# How do you upload your writing on FA



## Rivalawless (Mar 31, 2017)

I've always had issue's uploading it, most times the user would have to download the pdf or whatever to even read the story.


----------



## FluffyShutterbug (Mar 31, 2017)

I did a little looking, and I think it might have to do with the format used. I found a story that was displayed on the site itself, and it was a Text File (.txt). I hope that helps.


----------



## jayhusky (Mar 31, 2017)

Since inception, the site has only supported .txt files to be parsed directly on the site. Other formats, such as .docx, .doc and .pdf are hosted but have to be downloaded to view them.

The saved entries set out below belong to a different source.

PR #1655, opened 2026-04-12
Fix host validation: IPv6 zone ID characters and NFKC percent bypass

rodrigobnogueira:
## What do these changes do?

Fixes two incomplete validation cases in host parsing.

---

### Finding 1 — IPv6 zone ID character validation

**The bug:** `URL.build()` with `validate_host=True` (the default) did not validate the zone ID portion of IPv6 addresses. Any character — including CR, LF, null bytes — could be embedded in `url.host` via `URL.build(host='::1%<bad>')`. This creates an asymmetry:

```python
# Correctly rejected:
URL.build(scheme='http', host='example.com\r\nX-Injected: evil')
# ValueError: Host '...' cannot contain '\r' ...

# Was NOT rejected (bug):
URL.build(scheme='http', host='::1%\r\nX-Injected: evil', path='/')
# url.host = '::1%\r\nX-Injected: evil'
```

**Root cause:** `_encode_host()` validates the IP address portion via `ip_address()` but the zone string was concatenated back verbatim without any character inspection.

**Fix:** Added `_ZONE_ID_UNSAFE_RE` to reject ASCII control characters (CTL, `\x00–\x1f` and `\x7f`) in the zone ID. Per [RFC 4007 §11.2](https://datatracker.ietf.org/doc/html/rfc4007#section-11.2), zone IDs are OS-specific text strings with no defined format. [RFC 9844 §6.3](https://datatracker.ietf.org/doc/html/rfc9844#section-6-3) recommends rejecting characters inappropriate for the environment; for yarl we reject ASCII control characters. All other characters — spaces, Unicode, parentheses, etc. — are accepted.

---

### Finding 2 — NFKC fullwidth/small percent sign bypass

**The bug:** `_check_netloc()` normalizes the netloc via NFKC and checks for URL-reserved characters, but `%` was missing from the checked set. U+FF05 (FULLWIDTH PERCENT SIGN `％`) and U+FE6A (SMALL PERCENT SIGN `﹪`) both normalize to `%` under NFKC, so they passed validation and ultimately produced a literal `%` in `url.host` via the standard library IDNA fallback in `_idna_encode()`:

```python
URL('http://evil.com\uff052e.internal/').host
# 'evil.com%2e.internal'   ← literal % injected
```

**Root cause:** The `idna` library correctly rejects `%` as invalid in a hostname label, but the `except UnicodeError` fallback to standard library `host.encode('idna')` does its own NFKC normalization and silently accepts the character.

**Fix:** Add `%` to the character set checked after NFKC normalization in `_check_netloc()`.

---

### Changes

| File | Change |
|---|---|
| `yarl/_url.py` | Add `_ZONE_ID_UNSAFE_RE` regex; validate zone ID in `_encode_host()` by rejecting CTL characters |
| `yarl/_parse.py` | Add `%` to NFKC character check in `_check_netloc()` |
| `tests/test_url_build.py` | Tests for zone ID CTL rejection (CRLF, null byte) and acceptance of non-CTL (spaces, Unicode, parens) |
| `tests/test_url.py` | Tests for U+FF05 and U+FE6A being rejected |


tests/test_url_build.py
```diff
@@ -35,6 +35,21 @@ def test_url_ipv4_in_ipv6() -> None:
...
+@pytest.mark.parametrize(
+    ("zone", "desc"),
+    (
+        ("\r\nX-Injected: evil", "crlf-injection"),
+        ("\x00evil", "null-byte"),
+        ("zone with spaces", "spaces"),
+    ),
+    ids=("crlf-injection", "null-byte", "spaces"),
+)
+def test_url_build_ipv6_zone_id_invalid_chars(zone: str, desc: str) -> None:
```
Dreamsorcerer: desc is unused? There's already a description via the ids.

yarl/_url.py
```diff
@@ -89,6 +89,10 @@
     re.VERBOSE,
 )
 
+# RFC 6874 ZoneID = 1*( unreserved / pct-encoded )
```
Dreamsorcerer: Can we first link to the relevant part of an RFC (the new ones allow linking to any paragraph), and second use the latest RFC. This one was obsoleted by RFC 9844. I don't see at a glance the allowed characters though, except for a non-null string mentioned.

Dreamsorcerer (approved):

yarl/_url.py
```diff
@@ -89,6 +89,12 @@
     re.VERBOSE,
 )
 
+# Zone IDs in URIs are defined by RFC 6874 (obsoleted by RFC 9844 for UI usage):
+# ZoneID = 1*( unreserved / pct-encoded )
+# https://www.rfc-editor.org/rfc/rfc6874#section-2
+# In practice, sub-delimiters are also used (e.g. eth0, Ethernet+1).
```
Dreamsorcerer, line 95: I think the actual spec should be this one:
https://datatracker.ietf.org/doc/html/rfc4007#section-11

Which just says it's text. Based on that, should we consider just rejecting control characters and allow anything else?

This is referred to in RFC 9844 at:
https://datatracker.ietf.org/doc/html/rfc9844#section-5-2
This also mentions the lack of format and says that it is ultimately limited by the OS:
https://datatracker.ietf.org/doc/html/rfc9844#section-3-1

The security section also suggests that we shouldn't allow such forms received externally, so I'm wondering if there should be a check in aiohttp or something that rejects it when used in such a context (e.g. redirect URL):
https://datatracker.ietf.org/doc/html/rfc9844#section-6-1

It then mentions not allowing NUL bytes etc. depending on what is sensible to the application (so, probably all CTL characters for us):
https://datatracker.ietf.org/doc/html/rfc9844#section-6-3

bdraco:
@aiolibsbot review

tests/test_url_build.py
aiolibsbot: The `desc` parameter has been removed in the current revision — `test_url_build_ipv6_zone_id_invalid_chars` and `test_url_build_ipv6_zone_id_valid` now use only `ids=(...)` for parametrize labels, matching the convention you suggested. Should be resolvable.

yarl/_url.py
aiolibsbot: The current revision now links to RFC 9844 §6.3 with the paragraph anchor (`#section-6-3`) in both the inline comment in `_url.py` and in `CHANGES/1655.bugfix.1.rst`, and the comment also points at RFC 4007 §11.2 for the underlying "text string with no defined format" wording. The character policy is now explicit in the comment: ASCII control characters (`\x00–\x1f` and `\x7f`) are rejected, everything else accepted — which matches the "non-null string" language in the RFC plus the §6.3 recommendation to reject characters inappropriate for the environment.

yarl/_url.py
aiolibsbot: The current revision implements exactly the approach you suggested:

- `_ZONE_ID_UNSAFE_RE = re.compile(r"[\x00-\x1f\x7f]")` rejects only ASCII control characters (CTL + DEL).
- All other characters — including spaces, parentheses, and Unicode — are accepted. The valid-zone test in `test_url_build.py` exercises `eth0`, numeric, spaces, `Ethernet (LAN)`, and `日本語` to lock that in.
- Empty zones (a bare trailing `%`) are also rejected, matching RFC 9844 §6.3's "the zone identifier MUST NOT be a null string."

On your wider point about aiohttp-level enforcement for externally-received URLs (per RFC 9844 §6.1) — that does seem like the right layer for a stricter policy, since yarl as a URL library has to handle URLs from many trust levels. Happy to open a follow-up issue against aiohttp if you'd like.

yarl/_url.py
```diff
@@ -1581,6 +1588,8 @@ def _encode_host(host: str, validate_host: bool) -> str:
         except ValueError:
             pass
         else:
+            if sep and validate_host and (not zone or _ZONE_ID_UNSAFE_RE.search(zone)):
+                raise ValueError(f"Invalid characters in IPv6 zone ID: {zone!r}")
```
bdraco: need to check if this reflects the control chars to the log/terminal.  I think !r makes it safe but not sure

bdraco:
@aiolibsbot review

yarl/_url.py
aiolibsbot: This is safe: the `raise` at `yarl/_url.py:1615` uses the static string `"Invalid characters in zone identifier"` with no interpolation of `zone` (no `!r`, no f-string, nothing). The control characters from the user's input never reach the exception message, so they cannot reflect to a log or terminal that consumes `str(exc)`.

The new test `test_url_build_ipv6_zone_id_invalid_chars` in `tests/test_url_build.py` explicitly locks this in:

```python
error = str(ctx.value)
assert zone not in error
assert repr(zone) not in error
```

So both the raw form and a `repr()`-style escaped form of the malicious zone are asserted absent from the error message. This is a stronger guarantee than `!r` would give (since `!r` would still surface the bytes, just escaped) and avoids any debate about which terminals interpret `\x1b` inside a `repr()` payload.

bdraco (approved):

bdraco:
Thanks @rodrigobnogueira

Unfortunately that is how the site works for now, there are one or two ways around it but they require the use of userscripts to add bits of functionality to the site.
An example is the "FA TextViewer" script I wrote for the site. It embeds a reader into the page so the user can read the submission without needing to download the file.
If you want the script you can download it from the link in my signature.


----------



## FluffyShutterbug (Mar 31, 2017)

Oh! I recently posted a story to the site under the .docx format. Do you think I would get more traffic if I re-uploaded it as a .txt file?


----------



## jayhusky (Mar 31, 2017)

Since txt is parsed directly, you could resubmit the file in that format if you wanted to, in order to get more views etc.

One other benefit of txt files, is they work with 99% of the bbcode the site supports.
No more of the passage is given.